---------- The data

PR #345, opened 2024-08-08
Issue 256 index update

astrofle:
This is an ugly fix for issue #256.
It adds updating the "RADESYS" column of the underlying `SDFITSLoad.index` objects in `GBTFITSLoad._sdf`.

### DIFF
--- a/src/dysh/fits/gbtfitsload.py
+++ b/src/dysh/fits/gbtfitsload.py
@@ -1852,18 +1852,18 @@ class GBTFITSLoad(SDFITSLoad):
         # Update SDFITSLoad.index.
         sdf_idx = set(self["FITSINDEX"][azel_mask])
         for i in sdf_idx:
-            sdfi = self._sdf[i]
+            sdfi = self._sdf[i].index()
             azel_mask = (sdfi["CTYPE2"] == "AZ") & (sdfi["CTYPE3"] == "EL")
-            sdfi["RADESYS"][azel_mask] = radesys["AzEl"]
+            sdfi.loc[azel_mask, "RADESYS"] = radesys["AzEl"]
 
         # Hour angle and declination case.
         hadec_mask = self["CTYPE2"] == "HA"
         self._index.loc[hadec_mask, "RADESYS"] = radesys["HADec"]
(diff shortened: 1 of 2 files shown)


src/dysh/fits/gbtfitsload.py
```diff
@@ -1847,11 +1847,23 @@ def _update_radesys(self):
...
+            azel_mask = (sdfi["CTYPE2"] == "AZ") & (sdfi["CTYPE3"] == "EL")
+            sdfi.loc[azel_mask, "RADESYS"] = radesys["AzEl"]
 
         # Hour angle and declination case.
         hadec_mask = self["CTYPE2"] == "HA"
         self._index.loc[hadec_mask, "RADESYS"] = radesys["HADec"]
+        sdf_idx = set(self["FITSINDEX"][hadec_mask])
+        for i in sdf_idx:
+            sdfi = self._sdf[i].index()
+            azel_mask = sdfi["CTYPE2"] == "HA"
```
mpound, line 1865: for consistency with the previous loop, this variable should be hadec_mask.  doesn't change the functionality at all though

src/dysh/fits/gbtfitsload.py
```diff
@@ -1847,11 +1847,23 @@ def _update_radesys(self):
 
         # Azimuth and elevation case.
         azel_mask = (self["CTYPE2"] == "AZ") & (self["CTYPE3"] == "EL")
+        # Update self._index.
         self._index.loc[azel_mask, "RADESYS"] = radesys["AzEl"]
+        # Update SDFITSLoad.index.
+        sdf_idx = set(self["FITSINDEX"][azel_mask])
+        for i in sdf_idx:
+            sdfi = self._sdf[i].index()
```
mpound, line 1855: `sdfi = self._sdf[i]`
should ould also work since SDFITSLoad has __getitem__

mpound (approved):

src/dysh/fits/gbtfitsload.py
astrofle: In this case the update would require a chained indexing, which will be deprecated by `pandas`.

--------------------

Brief: Take every line from the records that holds "case" and copy it down.

The answer:
         # Hour angle and declination case.
         # Hour angle and declination case.
         # Azimuth and elevation case.
astrofle: In this case the update would require a chained indexing, which will be deprecated by `pandas`.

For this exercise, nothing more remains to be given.